__WHAT THIS TASK INVOLVES__
Find every line of the listing below where "bincrafters" appears, and copy it.

__RECORDED INFORMATION__
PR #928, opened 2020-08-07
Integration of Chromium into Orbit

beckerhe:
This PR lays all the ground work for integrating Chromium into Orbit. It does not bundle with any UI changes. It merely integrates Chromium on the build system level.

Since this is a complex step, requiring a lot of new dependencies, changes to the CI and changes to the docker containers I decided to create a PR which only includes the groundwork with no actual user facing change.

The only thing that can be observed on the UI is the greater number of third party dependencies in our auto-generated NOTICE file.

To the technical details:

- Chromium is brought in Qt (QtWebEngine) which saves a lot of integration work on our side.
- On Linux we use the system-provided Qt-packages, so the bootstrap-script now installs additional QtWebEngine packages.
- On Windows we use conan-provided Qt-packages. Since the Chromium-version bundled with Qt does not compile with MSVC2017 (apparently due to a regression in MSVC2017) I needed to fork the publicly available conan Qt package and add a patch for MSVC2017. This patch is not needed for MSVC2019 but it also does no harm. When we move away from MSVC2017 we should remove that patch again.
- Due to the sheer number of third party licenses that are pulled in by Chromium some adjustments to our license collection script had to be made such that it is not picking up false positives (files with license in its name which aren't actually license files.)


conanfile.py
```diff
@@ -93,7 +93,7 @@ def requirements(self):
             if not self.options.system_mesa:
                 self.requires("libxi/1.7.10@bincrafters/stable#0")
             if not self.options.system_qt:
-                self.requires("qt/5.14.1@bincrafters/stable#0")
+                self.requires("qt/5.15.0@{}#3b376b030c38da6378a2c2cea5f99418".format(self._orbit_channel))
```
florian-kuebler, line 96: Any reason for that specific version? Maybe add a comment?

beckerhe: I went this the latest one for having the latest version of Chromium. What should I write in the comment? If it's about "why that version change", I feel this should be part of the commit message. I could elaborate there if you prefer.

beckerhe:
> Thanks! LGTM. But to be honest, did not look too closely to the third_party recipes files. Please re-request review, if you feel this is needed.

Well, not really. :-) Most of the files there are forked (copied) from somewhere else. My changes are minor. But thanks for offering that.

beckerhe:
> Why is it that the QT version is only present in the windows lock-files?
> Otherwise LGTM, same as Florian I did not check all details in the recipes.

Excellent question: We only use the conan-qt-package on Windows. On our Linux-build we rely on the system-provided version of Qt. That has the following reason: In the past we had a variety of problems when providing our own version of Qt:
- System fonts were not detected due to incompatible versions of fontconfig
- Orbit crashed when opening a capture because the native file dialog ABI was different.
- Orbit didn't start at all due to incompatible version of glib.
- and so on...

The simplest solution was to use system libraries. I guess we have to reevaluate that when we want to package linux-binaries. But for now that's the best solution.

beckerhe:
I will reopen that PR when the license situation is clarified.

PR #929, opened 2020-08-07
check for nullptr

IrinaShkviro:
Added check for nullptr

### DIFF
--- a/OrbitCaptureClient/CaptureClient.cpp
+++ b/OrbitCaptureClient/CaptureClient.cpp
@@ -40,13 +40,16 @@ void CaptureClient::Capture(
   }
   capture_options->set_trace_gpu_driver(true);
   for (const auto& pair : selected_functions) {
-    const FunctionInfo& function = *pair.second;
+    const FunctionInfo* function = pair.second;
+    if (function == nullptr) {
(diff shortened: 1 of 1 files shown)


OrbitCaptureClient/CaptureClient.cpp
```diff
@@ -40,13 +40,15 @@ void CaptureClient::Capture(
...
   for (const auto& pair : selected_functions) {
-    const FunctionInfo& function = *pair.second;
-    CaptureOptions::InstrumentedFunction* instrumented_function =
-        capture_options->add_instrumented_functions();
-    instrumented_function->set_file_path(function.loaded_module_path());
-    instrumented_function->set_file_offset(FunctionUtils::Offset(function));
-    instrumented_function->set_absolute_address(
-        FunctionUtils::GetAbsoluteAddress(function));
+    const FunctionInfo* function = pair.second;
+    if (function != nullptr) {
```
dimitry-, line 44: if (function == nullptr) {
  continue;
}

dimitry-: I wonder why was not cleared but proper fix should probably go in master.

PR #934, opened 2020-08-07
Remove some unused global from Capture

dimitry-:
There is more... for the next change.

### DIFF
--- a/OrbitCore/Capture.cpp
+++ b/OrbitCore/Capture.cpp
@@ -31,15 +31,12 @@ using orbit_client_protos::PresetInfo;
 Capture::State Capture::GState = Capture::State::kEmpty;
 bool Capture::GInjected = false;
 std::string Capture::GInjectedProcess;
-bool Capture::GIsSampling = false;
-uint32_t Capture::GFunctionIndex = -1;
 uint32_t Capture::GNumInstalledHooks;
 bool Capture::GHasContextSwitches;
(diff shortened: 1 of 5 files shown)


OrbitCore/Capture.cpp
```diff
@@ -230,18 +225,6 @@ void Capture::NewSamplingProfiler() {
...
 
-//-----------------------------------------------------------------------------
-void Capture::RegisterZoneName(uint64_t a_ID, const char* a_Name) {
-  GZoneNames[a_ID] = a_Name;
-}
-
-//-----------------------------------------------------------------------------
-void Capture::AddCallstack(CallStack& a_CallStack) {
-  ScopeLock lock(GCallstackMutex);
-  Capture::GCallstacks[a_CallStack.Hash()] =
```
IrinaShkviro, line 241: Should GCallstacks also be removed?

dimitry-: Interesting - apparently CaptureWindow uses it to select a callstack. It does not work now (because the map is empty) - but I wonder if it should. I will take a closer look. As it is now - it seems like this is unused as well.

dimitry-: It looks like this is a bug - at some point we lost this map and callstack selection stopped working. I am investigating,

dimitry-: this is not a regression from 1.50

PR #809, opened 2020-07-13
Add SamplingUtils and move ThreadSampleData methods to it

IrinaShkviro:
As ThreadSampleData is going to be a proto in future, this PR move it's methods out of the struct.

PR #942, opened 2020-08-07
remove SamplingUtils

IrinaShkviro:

__EXERCISE OUTPUT__
                 self.requires("libxi/1.7.10@bincrafters/stable#0")
-                self.requires("qt/5.14.1@bincrafters/stable#0")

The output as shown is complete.